[Dataset entries]
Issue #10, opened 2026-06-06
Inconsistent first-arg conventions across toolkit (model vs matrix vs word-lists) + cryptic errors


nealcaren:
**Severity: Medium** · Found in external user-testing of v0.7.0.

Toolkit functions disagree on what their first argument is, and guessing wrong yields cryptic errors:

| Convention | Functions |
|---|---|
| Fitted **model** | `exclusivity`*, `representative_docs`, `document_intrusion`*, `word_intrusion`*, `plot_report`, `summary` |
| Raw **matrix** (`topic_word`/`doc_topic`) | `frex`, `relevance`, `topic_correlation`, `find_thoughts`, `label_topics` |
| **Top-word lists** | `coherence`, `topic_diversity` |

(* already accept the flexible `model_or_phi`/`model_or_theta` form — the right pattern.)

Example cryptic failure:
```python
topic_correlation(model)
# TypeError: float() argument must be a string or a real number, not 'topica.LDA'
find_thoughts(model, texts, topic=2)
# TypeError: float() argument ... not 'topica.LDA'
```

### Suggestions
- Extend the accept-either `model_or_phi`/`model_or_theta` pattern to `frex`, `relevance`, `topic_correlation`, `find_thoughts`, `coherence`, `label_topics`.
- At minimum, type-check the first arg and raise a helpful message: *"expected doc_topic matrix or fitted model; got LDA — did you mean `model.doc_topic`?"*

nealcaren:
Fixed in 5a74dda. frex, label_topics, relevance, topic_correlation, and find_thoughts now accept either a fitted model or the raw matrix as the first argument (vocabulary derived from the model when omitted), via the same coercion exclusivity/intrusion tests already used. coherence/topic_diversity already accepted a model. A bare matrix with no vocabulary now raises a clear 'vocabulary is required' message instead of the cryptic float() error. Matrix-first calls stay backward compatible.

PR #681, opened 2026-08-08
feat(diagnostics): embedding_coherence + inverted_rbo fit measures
--
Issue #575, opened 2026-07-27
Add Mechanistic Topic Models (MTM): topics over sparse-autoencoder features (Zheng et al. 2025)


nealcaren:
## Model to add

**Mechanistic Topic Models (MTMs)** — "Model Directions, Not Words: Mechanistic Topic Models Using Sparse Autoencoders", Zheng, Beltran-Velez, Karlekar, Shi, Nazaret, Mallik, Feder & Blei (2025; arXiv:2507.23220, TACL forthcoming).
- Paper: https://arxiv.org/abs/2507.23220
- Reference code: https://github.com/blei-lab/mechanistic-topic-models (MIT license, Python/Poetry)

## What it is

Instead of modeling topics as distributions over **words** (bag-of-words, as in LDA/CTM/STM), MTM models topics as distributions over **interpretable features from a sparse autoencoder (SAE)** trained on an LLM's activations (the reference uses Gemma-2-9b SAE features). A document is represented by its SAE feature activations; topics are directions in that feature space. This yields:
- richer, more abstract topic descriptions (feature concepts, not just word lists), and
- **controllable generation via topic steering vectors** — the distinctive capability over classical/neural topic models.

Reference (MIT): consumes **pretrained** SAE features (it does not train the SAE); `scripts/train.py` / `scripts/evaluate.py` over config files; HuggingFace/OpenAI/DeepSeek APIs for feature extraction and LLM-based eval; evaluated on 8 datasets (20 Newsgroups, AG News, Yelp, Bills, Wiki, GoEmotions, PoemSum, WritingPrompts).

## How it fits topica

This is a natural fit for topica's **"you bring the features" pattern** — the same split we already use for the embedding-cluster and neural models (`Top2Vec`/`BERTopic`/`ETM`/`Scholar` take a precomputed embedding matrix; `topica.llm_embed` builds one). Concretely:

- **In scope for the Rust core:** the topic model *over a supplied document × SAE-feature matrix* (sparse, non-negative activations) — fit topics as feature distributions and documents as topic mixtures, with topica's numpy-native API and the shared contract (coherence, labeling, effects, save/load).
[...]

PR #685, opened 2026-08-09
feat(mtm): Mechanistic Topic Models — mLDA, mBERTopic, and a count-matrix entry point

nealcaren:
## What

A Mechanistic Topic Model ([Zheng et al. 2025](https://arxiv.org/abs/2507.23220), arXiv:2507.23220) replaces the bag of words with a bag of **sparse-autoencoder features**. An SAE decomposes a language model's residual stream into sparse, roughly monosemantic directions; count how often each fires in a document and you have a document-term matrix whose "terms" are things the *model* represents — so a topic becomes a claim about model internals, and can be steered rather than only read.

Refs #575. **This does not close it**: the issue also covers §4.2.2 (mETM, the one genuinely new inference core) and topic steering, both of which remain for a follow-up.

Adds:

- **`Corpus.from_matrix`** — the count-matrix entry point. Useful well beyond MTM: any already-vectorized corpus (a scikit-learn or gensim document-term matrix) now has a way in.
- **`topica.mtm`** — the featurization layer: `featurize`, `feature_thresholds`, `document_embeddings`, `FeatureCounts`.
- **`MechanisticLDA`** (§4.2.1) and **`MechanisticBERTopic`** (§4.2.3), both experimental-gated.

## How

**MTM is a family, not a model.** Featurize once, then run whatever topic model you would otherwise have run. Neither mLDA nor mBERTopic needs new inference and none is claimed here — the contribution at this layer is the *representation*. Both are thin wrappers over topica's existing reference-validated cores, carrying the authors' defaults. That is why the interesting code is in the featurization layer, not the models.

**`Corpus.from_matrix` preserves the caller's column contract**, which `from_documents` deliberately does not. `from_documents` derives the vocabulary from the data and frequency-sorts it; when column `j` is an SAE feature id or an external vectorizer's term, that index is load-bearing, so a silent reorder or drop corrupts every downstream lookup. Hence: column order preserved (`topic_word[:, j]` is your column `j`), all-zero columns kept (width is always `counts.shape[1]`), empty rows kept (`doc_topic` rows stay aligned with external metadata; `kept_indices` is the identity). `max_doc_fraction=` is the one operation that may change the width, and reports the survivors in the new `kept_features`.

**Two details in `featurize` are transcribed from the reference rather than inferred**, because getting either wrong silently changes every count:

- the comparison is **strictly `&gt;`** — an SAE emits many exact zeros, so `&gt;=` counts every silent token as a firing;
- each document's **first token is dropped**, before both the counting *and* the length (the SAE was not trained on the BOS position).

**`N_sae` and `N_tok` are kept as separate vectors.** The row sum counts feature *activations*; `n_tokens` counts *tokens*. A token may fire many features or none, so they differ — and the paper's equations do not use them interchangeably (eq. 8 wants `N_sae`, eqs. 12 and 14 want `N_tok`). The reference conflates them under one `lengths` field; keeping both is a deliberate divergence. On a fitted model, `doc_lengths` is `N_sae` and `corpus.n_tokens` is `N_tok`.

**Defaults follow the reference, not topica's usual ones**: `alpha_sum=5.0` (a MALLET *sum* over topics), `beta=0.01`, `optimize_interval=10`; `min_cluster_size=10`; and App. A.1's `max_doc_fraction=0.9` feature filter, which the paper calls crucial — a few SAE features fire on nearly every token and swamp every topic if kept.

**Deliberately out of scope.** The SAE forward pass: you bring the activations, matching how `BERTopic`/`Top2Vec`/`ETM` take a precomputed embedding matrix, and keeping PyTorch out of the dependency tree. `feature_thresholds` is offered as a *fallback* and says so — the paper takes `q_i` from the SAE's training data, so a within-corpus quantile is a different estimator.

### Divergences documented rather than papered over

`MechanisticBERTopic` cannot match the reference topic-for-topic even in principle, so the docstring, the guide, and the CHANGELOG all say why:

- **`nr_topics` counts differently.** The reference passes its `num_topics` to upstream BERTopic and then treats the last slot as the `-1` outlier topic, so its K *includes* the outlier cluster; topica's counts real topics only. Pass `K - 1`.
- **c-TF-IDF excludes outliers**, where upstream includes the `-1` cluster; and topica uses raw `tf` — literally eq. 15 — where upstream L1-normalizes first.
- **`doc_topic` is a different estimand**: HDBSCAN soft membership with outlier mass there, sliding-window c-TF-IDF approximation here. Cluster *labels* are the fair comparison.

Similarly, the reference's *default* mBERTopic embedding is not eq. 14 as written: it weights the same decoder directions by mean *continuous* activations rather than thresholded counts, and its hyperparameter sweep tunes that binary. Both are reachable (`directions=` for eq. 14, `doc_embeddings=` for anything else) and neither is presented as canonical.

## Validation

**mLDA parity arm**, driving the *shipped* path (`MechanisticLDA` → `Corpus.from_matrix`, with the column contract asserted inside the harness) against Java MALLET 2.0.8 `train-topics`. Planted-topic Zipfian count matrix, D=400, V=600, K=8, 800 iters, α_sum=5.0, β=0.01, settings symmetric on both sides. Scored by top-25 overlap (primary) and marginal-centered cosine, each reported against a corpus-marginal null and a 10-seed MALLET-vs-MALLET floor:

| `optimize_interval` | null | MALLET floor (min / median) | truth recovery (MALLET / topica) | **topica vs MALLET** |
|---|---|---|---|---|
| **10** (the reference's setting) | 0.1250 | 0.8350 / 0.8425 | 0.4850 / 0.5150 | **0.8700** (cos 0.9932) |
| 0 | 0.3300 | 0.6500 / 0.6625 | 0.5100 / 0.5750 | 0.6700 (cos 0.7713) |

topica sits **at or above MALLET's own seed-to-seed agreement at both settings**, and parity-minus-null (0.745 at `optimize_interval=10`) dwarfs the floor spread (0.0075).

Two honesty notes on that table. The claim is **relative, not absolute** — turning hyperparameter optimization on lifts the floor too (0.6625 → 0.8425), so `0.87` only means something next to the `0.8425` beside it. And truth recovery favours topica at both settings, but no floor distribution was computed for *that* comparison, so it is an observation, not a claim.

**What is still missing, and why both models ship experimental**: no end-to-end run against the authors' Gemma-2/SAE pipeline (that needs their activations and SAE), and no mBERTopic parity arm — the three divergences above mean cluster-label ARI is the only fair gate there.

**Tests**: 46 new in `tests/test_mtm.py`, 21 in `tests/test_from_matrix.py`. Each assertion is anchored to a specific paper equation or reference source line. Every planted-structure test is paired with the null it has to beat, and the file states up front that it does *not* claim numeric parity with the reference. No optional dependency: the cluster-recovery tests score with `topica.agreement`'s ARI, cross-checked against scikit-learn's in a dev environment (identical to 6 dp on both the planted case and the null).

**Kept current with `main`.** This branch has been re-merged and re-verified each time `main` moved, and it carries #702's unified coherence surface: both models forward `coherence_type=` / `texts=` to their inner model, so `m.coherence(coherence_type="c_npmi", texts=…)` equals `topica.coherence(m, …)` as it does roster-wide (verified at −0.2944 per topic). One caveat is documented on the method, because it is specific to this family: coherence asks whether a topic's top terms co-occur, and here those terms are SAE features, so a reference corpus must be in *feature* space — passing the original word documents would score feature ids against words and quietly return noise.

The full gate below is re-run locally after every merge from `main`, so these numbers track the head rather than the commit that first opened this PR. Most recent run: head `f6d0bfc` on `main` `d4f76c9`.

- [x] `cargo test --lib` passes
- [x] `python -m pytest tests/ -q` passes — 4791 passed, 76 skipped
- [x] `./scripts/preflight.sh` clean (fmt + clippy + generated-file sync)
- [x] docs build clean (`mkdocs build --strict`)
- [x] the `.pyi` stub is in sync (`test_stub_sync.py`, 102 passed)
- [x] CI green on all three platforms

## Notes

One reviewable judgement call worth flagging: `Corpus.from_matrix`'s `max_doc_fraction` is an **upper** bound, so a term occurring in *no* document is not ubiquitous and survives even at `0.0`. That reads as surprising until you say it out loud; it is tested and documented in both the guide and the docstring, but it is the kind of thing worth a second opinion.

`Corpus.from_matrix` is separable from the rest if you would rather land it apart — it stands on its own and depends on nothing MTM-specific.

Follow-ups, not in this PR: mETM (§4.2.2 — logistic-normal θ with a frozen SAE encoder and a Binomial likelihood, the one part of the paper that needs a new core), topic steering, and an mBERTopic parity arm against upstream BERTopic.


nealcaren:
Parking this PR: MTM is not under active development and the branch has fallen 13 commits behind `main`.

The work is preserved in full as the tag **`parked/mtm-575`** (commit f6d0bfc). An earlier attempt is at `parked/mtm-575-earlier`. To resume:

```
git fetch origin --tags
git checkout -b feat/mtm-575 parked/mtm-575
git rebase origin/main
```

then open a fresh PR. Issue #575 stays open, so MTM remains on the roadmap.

> **How to complete this task**
From the data above, output exactly the lines between the one containing "Issue #10, opened 2026-06-06" and the one containing "feat(diagnostics): embedding_coherence +", counting both of them.

> **Result of this task**
Issue #10, opened 2026-06-06
Inconsistent first-arg conventions across toolkit (model vs matrix vs word-lists) + cryptic errors


nealcaren:
**Severity: Medium** · Found in external user-testing of v0.7.0.

Toolkit functions disagree on what their first argument is, and guessing wrong yields cryptic errors:

| Convention | Functions |
|---|---|
| Fitted **model** | `exclusivity`*, `representative_docs`, `document_intrusion`*, `word_intrusion`*, `plot_report`, `summary` |
| Raw **matrix** (`topic_word`/`doc_topic`) | `frex`, `relevance`, `topic_correlation`, `find_thoughts`, `label_topics` |
| **Top-word lists** | `coherence`, `topic_diversity` |

(* already accept the flexible `model_or_phi`/`model_or_theta` form — the right pattern.)

Example cryptic failure:
```python
topic_correlation(model)
# TypeError: float() argument must be a string or a real number, not 'topica.LDA'
find_thoughts(model, texts, topic=2)
# TypeError: float() argument ... not 'topica.LDA'
```

### Suggestions
- Extend the accept-either `model_or_phi`/`model_or_theta` pattern to `frex`, `relevance`, `topic_correlation`, `find_thoughts`, `coherence`, `label_topics`.
- At minimum, type-check the first arg and raise a helpful message: *"expected doc_topic matrix or fitted model; got LDA — did you mean `model.doc_topic`?"*

nealcaren:
Fixed in 5a74dda. frex, label_topics, relevance, topic_correlation, and find_thoughts now accept either a fitted model or the raw matrix as the first argument (vocabulary derived from the model when omitted), via the same coercion exclusivity/intrusion tests already used. coherence/topic_diversity already accepted a model. A bare matrix with no vocabulary now raises a clear 'vocabulary is required' message instead of the cryptic float() error. Matrix-first calls stay backward compatible.

PR #681, opened 2026-08-08
feat(diagnostics): embedding_coherence + inverted_rbo fit measures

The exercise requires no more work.